(WORK REQUIRED): Where in the listing does the string "option" appear? Copy every line that holds it.

(INPUT FOR THIS TASK):
────────────────────────────────────────

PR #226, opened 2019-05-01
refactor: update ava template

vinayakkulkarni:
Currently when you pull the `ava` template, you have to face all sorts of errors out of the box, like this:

────────────────────────────────────────

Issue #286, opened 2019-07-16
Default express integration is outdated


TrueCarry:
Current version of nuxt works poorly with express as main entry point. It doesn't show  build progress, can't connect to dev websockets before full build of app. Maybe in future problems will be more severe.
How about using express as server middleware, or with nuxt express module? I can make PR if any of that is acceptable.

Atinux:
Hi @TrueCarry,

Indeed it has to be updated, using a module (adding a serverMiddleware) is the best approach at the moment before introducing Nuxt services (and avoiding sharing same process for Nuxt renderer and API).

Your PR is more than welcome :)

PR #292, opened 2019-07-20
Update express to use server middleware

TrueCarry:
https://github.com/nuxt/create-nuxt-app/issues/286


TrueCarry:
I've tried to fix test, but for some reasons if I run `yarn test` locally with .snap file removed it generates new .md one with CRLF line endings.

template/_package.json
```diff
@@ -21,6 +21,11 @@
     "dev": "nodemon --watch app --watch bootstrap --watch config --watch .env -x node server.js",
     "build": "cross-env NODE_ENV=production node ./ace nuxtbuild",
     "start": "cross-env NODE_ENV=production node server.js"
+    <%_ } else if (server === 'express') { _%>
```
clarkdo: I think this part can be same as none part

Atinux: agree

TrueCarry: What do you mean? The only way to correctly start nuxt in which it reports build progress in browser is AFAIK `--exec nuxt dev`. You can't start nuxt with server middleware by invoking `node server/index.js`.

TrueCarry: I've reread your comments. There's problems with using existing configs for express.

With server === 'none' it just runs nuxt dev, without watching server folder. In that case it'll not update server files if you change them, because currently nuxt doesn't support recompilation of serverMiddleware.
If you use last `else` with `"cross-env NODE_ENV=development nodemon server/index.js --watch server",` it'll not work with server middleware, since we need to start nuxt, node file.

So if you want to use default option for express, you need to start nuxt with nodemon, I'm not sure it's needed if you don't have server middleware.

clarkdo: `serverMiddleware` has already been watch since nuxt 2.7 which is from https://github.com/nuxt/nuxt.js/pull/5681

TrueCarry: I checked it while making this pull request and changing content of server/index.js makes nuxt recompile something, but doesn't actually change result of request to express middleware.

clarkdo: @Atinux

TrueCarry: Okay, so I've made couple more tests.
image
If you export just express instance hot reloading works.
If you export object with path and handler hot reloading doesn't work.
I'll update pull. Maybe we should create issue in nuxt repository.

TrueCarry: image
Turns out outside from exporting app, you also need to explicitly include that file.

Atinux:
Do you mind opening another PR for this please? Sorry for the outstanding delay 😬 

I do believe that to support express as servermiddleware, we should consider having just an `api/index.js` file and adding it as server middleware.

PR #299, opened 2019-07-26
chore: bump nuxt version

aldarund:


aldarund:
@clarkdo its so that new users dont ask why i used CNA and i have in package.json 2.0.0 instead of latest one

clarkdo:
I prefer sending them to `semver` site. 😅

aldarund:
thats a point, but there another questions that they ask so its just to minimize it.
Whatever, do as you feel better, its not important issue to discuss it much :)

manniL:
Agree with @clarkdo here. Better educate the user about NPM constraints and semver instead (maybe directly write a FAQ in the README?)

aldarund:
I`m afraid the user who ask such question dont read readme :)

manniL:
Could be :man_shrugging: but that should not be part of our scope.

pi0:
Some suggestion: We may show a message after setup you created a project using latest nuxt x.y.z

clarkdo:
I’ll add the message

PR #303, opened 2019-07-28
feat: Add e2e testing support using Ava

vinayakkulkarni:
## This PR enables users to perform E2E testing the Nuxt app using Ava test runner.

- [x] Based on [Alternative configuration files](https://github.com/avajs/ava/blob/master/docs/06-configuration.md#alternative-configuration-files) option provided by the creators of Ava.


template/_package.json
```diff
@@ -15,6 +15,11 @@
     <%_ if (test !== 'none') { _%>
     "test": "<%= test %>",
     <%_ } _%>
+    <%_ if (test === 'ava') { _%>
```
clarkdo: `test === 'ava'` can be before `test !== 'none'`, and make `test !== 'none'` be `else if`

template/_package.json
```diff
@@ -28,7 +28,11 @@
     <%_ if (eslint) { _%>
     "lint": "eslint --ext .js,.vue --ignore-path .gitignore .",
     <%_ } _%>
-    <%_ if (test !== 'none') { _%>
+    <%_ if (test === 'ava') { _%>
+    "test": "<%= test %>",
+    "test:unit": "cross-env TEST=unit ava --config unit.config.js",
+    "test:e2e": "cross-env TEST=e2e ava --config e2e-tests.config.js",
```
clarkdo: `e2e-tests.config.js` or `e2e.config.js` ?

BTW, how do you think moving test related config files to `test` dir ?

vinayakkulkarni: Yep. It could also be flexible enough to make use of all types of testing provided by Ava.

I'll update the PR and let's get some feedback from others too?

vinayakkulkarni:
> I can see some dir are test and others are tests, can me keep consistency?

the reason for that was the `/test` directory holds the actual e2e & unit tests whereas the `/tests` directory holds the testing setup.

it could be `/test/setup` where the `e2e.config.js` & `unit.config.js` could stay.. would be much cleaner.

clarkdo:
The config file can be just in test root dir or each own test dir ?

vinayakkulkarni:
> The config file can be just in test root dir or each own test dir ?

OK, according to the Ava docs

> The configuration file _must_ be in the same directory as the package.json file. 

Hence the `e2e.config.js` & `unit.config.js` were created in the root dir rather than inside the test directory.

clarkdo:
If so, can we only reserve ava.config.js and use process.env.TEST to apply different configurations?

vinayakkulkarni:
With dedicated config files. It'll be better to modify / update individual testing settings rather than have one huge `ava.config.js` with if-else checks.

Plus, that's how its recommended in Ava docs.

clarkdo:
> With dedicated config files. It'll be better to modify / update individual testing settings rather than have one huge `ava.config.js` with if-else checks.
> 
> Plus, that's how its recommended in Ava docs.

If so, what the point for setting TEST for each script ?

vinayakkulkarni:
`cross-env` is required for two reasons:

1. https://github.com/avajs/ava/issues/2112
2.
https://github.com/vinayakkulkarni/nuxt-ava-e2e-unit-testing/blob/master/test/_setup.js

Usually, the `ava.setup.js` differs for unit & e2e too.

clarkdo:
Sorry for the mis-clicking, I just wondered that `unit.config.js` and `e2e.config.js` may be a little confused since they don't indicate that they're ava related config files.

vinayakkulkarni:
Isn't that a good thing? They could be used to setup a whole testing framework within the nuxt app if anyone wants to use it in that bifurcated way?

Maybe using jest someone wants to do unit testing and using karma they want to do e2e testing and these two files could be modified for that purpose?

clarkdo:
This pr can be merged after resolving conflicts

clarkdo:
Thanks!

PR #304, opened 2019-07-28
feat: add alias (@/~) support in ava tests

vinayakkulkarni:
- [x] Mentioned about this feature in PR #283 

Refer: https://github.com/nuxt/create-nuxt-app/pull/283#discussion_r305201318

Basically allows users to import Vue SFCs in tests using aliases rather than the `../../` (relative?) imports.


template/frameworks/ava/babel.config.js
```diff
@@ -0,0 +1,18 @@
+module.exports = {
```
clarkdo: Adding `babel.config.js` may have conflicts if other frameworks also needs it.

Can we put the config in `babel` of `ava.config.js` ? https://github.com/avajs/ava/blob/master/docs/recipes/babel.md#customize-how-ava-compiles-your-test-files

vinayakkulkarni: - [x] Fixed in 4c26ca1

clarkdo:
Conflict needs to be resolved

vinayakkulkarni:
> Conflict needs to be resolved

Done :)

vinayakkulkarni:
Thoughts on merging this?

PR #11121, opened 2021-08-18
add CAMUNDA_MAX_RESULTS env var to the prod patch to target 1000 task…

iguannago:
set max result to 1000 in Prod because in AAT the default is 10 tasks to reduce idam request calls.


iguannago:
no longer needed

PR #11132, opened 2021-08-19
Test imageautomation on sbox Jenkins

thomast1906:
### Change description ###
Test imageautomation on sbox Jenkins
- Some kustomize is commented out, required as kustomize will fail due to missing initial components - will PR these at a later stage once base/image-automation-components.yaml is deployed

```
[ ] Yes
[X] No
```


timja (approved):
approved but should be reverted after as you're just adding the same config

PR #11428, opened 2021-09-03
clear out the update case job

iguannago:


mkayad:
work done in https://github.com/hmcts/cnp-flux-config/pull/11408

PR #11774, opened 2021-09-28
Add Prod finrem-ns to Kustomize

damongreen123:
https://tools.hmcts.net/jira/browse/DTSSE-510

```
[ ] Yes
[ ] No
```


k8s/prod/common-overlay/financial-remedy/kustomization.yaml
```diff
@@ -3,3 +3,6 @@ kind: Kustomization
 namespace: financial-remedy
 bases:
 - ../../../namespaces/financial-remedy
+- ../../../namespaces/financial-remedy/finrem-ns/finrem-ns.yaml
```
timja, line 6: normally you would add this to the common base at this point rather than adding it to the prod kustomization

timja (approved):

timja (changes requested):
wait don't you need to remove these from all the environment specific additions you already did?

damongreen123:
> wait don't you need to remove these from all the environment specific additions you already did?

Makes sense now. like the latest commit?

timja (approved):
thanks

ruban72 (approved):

────────────────────────────────────────

(TASK ANSWER):
So if you want to use default option for express, you need to start nuxt with nodemon, I'm not sure it's needed if you don't have server middleware.
- [x] Based on [Alternative configuration files](https://github.com/avajs/ava/blob/master/docs/06-configuration.md#alternative-configuration-files) option provided by the creators of Ava.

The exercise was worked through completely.